▸ **PROBLEM DESCRIPTION**
Say the data back exactly as it is written below.

· · ·

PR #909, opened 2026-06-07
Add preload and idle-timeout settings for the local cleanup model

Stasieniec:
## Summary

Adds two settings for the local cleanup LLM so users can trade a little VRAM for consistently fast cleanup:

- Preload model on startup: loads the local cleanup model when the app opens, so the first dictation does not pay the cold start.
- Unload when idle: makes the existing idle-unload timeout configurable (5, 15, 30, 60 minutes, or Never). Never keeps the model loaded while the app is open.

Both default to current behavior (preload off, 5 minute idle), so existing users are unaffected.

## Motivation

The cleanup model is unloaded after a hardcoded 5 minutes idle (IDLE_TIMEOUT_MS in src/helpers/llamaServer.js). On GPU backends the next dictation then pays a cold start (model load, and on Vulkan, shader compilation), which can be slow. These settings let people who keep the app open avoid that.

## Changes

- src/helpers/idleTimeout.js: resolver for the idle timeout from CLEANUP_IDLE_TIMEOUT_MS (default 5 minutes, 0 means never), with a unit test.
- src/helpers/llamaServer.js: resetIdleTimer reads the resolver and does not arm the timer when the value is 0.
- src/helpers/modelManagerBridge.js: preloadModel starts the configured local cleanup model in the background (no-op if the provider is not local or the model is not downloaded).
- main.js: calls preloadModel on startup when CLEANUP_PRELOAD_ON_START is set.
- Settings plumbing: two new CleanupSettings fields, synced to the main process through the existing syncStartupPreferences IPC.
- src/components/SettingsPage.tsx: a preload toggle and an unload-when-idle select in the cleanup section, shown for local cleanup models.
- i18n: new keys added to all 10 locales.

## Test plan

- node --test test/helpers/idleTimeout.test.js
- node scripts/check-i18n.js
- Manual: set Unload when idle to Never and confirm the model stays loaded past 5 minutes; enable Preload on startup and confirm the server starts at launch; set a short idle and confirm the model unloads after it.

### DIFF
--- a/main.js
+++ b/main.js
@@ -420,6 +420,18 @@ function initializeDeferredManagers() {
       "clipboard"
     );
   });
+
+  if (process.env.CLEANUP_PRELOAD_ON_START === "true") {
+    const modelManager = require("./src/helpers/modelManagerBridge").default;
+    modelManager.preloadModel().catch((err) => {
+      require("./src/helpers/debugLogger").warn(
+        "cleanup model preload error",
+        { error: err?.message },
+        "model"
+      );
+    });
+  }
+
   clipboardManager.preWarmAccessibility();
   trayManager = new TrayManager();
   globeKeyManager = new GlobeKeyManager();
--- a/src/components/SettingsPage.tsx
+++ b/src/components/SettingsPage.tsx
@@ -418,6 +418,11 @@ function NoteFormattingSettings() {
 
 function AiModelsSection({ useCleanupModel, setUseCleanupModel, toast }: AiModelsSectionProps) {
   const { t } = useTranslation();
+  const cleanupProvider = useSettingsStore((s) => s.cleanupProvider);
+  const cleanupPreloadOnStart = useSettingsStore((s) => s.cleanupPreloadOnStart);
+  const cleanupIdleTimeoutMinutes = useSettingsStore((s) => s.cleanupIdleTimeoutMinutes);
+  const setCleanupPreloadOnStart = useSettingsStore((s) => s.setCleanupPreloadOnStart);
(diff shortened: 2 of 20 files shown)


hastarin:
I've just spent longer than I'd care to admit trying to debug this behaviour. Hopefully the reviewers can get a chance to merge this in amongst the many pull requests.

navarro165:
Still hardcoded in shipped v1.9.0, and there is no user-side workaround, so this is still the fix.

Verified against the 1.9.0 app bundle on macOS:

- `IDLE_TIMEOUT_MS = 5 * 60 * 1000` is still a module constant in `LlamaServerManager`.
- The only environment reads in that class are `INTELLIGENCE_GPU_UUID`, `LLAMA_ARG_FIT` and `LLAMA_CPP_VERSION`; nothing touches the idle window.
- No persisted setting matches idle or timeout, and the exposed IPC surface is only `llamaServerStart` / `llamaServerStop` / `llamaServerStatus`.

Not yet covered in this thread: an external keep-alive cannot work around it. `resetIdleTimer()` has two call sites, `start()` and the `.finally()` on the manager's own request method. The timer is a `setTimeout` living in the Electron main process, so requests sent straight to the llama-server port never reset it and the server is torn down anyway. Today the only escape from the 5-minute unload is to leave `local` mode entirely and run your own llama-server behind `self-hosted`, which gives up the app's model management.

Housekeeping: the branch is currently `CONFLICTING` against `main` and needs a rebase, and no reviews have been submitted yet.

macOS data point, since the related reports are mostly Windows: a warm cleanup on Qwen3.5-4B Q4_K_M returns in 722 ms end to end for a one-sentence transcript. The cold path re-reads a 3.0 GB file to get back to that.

· · ·

▸ **SOLUTION**
PR #909, opened 2026-06-07
Add preload and idle-timeout settings for the local cleanup model

Stasieniec:
## Summary

Adds two settings for the local cleanup LLM so users can trade a little VRAM for consistently fast cleanup:

- Preload model on startup: loads the local cleanup model when the app opens, so the first dictation does not pay the cold start.
- Unload when idle: makes the existing idle-unload timeout configurable (5, 15, 30, 60 minutes, or Never). Never keeps the model loaded while the app is open.

Both default to current behavior (preload off, 5 minute idle), so existing users are unaffected.

## Motivation

The cleanup model is unloaded after a hardcoded 5 minutes idle (IDLE_TIMEOUT_MS in src/helpers/llamaServer.js). On GPU backends the next dictation then pays a cold start (model load, and on Vulkan, shader compilation), which can be slow. These settings let people who keep the app open avoid that.

## Changes

- src/helpers/idleTimeout.js: resolver for the idle timeout from CLEANUP_IDLE_TIMEOUT_MS (default 5 minutes, 0 means never), with a unit test.
- src/helpers/llamaServer.js: resetIdleTimer reads the resolver and does not arm the timer when the value is 0.
- src/helpers/modelManagerBridge.js: preloadModel starts the configured local cleanup model in the background (no-op if the provider is not local or the model is not downloaded).
- main.js: calls preloadModel on startup when CLEANUP_PRELOAD_ON_START is set.
- Settings plumbing: two new CleanupSettings fields, synced to the main process through the existing syncStartupPreferences IPC.
- src/components/SettingsPage.tsx: a preload toggle and an unload-when-idle select in the cleanup section, shown for local cleanup models.
- i18n: new keys added to all 10 locales.

## Test plan

- node --test test/helpers/idleTimeout.test.js
- node scripts/check-i18n.js
- Manual: set Unload when idle to Never and confirm the model stays loaded past 5 minutes; enable Preload on startup and confirm the server starts at launch; set a short idle and confirm the model unloads after it.

### DIFF
--- a/main.js
+++ b/main.js
@@ -420,6 +420,18 @@ function initializeDeferredManagers() {
       "clipboard"
     );
   });
+
+  if (process.env.CLEANUP_PRELOAD_ON_START === "true") {
+    const modelManager = require("./src/helpers/modelManagerBridge").default;
+    modelManager.preloadModel().catch((err) => {
+      require("./src/helpers/debugLogger").warn(
+        "cleanup model preload error",
+        { error: err?.message },
+        "model"
+      );
+    });
+  }
+
   clipboardManager.preWarmAccessibility();
   trayManager = new TrayManager();
   globeKeyManager = new GlobeKeyManager();
--- a/src/components/SettingsPage.tsx
+++ b/src/components/SettingsPage.tsx
@@ -418,6 +418,11 @@ function NoteFormattingSettings() {
 
 function AiModelsSection({ useCleanupModel, setUseCleanupModel, toast }: AiModelsSectionProps) {
   const { t } = useTranslation();
+  const cleanupProvider = useSettingsStore((s) => s.cleanupProvider);
+  const cleanupPreloadOnStart = useSettingsStore((s) => s.cleanupPreloadOnStart);
+  const cleanupIdleTimeoutMinutes = useSettingsStore((s) => s.cleanupIdleTimeoutMinutes);
+  const setCleanupPreloadOnStart = useSettingsStore((s) => s.setCleanupPreloadOnStart);
(diff shortened: 2 of 20 files shown)


hastarin:
I've just spent longer than I'd care to admit trying to debug this behaviour. Hopefully the reviewers can get a chance to merge this in amongst the many pull requests.

navarro165:
Still hardcoded in shipped v1.9.0, and there is no user-side workaround, so this is still the fix.

Verified against the 1.9.0 app bundle on macOS:

- `IDLE_TIMEOUT_MS = 5 * 60 * 1000` is still a module constant in `LlamaServerManager`.
- The only environment reads in that class are `INTELLIGENCE_GPU_UUID`, `LLAMA_ARG_FIT` and `LLAMA_CPP_VERSION`; nothing touches the idle window.
- No persisted setting matches idle or timeout, and the exposed IPC surface is only `llamaServerStart` / `llamaServerStop` / `llamaServerStatus`.

Not yet covered in this thread: an external keep-alive cannot work around it. `resetIdleTimer()` has two call sites, `start()` and the `.finally()` on the manager's own request method. The timer is a `setTimeout` living in the Electron main process, so requests sent straight to the llama-server port never reset it and the server is torn down anyway. Today the only escape from the 5-minute unload is to leave `local` mode entirely and run your own llama-server behind `self-hosted`, which gives up the app's model management.

Housekeeping: the branch is currently `CONFLICTING` against `main` and needs a rebase, and no reviews have been submitted yet.

macOS data point, since the related reports are mostly Windows: a warm cleanup on Qwen3.5-4B Q4_K_M returns in 722 ms end to end for a one-sentence transcript. The cold path re-reads a 3.0 GB file to get back to that.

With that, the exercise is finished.